Associated with each estimated parameter, GenStat gives a standard error (details of the calculation of which need not concern us now) and hence a t-statistic (estimate divided by standard error) to be compared with the distribution on d.f. (Residual)
=27 degrees of freedom. GenStat makes the comparison and gives p values, which in this case are all very small, suggesting strong evidence for the non-zeroness (and hence presence) of each parameter, \(\alpha\), \(\beta_1\) and \(\beta_2\), individually.
So, even though the single regression of abrasion loss on tensile strength did not suggest a close relationship, when taken in conjunction with the effect of hardness the effect of tensile strength is also a considerable one. A key idea here is that \(\beta_1\) and \(\beta_2\) (and more generally \(\beta_1, \beta_2, \ldots , \beta_k\) in model (5.1)) are partial regression coefficients. That is, \(\beta_1\) measures the effect of an increase of one unit in \(x_1\) treating the value of the other variable \(x_2\) as fixed. Contrast this with the single regression model \(E(Y) = \alpha + \beta_1 x_1\) in which \(\beta_1\) represents an increase of one unit in \(x_1\) treating \(x_2\) as zero. The meaning of \(\beta_1\) in the regression models with one and two explanatory variables is not the same.

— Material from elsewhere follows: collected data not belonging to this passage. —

PR #3567, opened 2017-11-27
Fix #3467: Don't pre-check kinds in TypeAssigner

### LINKED ISSUE #3467: Kind error in simple inheritance
We're running into an error compiling collection-strawman on Dotty 0.4.0-RC1. Here's the branch with the reproduction: https://github.com/scala/collection-strawman/compare/wip/dotty-kind-error

Steps to reproduce:

```
# Cleaning in sbt is bugged in our build; do it manually to make sure you rebuild everything
$ rm -r collections/.jvm/target/

$ sbt ++0.4.0-RC1 collectionsJVM/test:compile
[...]
[info] Compiling 86 Scala sources and 5 Java sources to /Users/szeiger/code/scala/collection-strawman/collections/.jvm/target/scala-0.4/classes...
[...]
[warn] 12 warnings found
[info] Compiling 1 Scala source to /Users/szeiger/code/scala/collection-strawman/collections/.jvm/target/scala-0.4/test-classes...
[error]
[error] Type argument strawman.collection.immutable.IndexedSeq has not the same kind as its bound  <: [_$63] => scala.Any
[error] one error found
[error] (collectionsJVM/test:compileIncremental) Compilation failed
```

The error message does not give any position. It is caused by refining the type of `ArrayOps.withFilter`:

```scala
  override def withFilter(p: A => Boolean): ArrayOps.WithFilter[A] = new ArrayOps.WithFilter[A](p, this)
```

Without the type annotation here (or by explicitly annotating it with the original type `collection.WithFilter[A, immutable.IndexedSeq]`) the test class compiles. I have been unable to come up with any workaround that would allow us to refine the type (as required to get some extra methods).

The `IndexedSeq` type argument mentioned in the error message comes from the definition of `ArrayOps.WithFilter`:

```
class WithFilter[A](p: A => Boolean, ao: ArrayOps[A]) extends collection.WithFilter[A, immutable.IndexedSeq]
```

This error is a blocker for https://github.com/scala/collection-strawman/pull/278

odersky:
In the existing tests we only need to pre-check kinds in Typer in order
to avoid self-applications that can lead to crashes. By avoiding them in
TypeAssigner we also avoid the error exhibited by i3467 in the strawman
collections.

This change required some changes in the tests because errors now get reported
at different times.

### DIFF
--- a/tests/neg/kinds1.scala
+++ b/tests/neg/kinds1.scala
@@ -5,14 +5,12 @@ object Test {
 
   class B
 
-  val x: C[C] = ??? // error: missing type parameter(s)
+  val x: C[C] = ??? // error: Type argument has not the same kind as its bound
   val y: C2[C] = ???
 
   def f[T] = ???
 
   def f2[T[X]] = ???
 
-  f[C] // error: missing type parameter(s)
   f2[C]
-
 }
--- a/compiler/src/dotty/tools/dotc/typer/TypeAssigner.scala
+++ b/compiler/src/dotty/tools/dotc/typer/TypeAssigner.scala
@@ -13,7 +13,7 @@ import NameOps._
 import collection.mutable
 import reporting.diagnostic.Message
 import reporting.diagnostic.messages._
-import Checking.{preCheckKind, preCheckKinds, checkNoPrivateLeaks}
+import Checking.checkNoPrivateLeaks
 
 trait TypeAssigner {
   import tpd._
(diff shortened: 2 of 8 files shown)


tests/neg/kinds1.scala
```diff
@@ -0,0 +1,16 @@
+object Test {
```
smarter: This file and kinds2.scala are almost identitical, the other one could be removed.

allanrenucci: `kinds2.scala` tests another error. So I think we should keep it

smarter: Any reason to not test `f[C]` in this file?

allanrenucci: I believe because the error is not reported with this file:
> This change required some changes in the tests because errors now get reported
at different times.

PR #4436, opened 2018-05-02
Fix handling of special implicit searches for ClassTag, quoted.Type, Eq

odersky:
They did not work if the searched-for type was an uninstantiated TypeVar that
had the class as an upper bound. Getting them to work is surprisingly subtle.

### DIFF
--- a/compiler/src/dotty/tools/dotc/typer/Implicits.scala
+++ b/compiler/src/dotty/tools/dotc/typer/Implicits.scala
@@ -652,7 +652,7 @@ trait Implicits { self: Typer =>
           arg
       case fail @ SearchFailure(failed) =>
         def trySpecialCase(cls: ClassSymbol, handler: Type => Tree, ifNot: => Tree) = {
-          val base = formalValue.contextualBaseType(cls)
+          val base = formalValue.baseType(cls)
           if (base <:< formalValue) {
             // With the subtype test we enforce that the searched type `formalValue` is of the right form
             handler(base).orElse(ifNot)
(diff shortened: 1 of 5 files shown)


odersky:
Based on #4435

odersky:
test performance please

odersky:
test performance please

odersky:
test performance please

odersky:
test performance please

odersky:
So this ended up rewriting `baseTypeOf` to be context dependent, i.e. `baseTypeOf` now takes constraint bounds for TypeParams into account. The first attempt was a bit messy so I ended up with a rewrite of `baseTypeOf` that does not caching and normal logic. The result is easier to understand and slightly more efficient than before.

odersky:
@smarter, can we get this in? It would make the Tasty extractors somewhat nicer to write.

smarter:
Sure, I'll review this today.

compiler/src/dotty/tools/dotc/typer/Implicits.scala
```diff
@@ -650,17 +650,20 @@ trait Implicits { self: Typer =>
...
-        else if (formalValue.isRef(defn.QuotedTypeClass))
-          synthesizedTypeTag(formalValue).orElse(tree)
-        else if (formalValue.isRef(defn.EqClass))
-          synthesizedEq(formalValue).orElse(tree)
+      case fail @ SearchFailure(failed) =>
+        def trySpecialCase(cls: ClassSymbol, handler: Type => Tree, ifNot: => Tree) = {
+          val base = formalValue.baseType(cls)
+          if (base <:< formalValue) {
+            // With the subtype test we enforce that the searched type `formalValue` is of the right form
+            handler(base).orElse(ifNot)
```
smarter: In `synthesizedClassTag` there's a call to `fullyDefinedType`, I wonder if we should move this around here to do this consistently for all handlers.

Blaisorblade:
@nicolasstucki Enjoy ClassTags!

You will notice that the percentage of variance accounted for has increased dramatically in the two-explanatory-variable model to a much more respectable 82.8%. This statistic has the same interpretation — or difficulty of interpretation — as for the case of one explanatory variable (see Unit 3).
Other items in the GenStat output are as for the case of one explanatory variable: the Standard error of observations
is \(\hat{\sigma}\), and is the square root of m.s. (Residual)
; the message about standardised residuals will be clarified below; and the message about leverage will be ignored until Unit 10.
The simple residuals are, again, defined as the differences between the observed and predicted responses:
\[ r_i = y_i - \left( \hat{\alpha} + \sum_{j=1}^{k} \hat{\beta}_j x_{i, j} \right) ,\ i = 1, 2, \ldots, n. \]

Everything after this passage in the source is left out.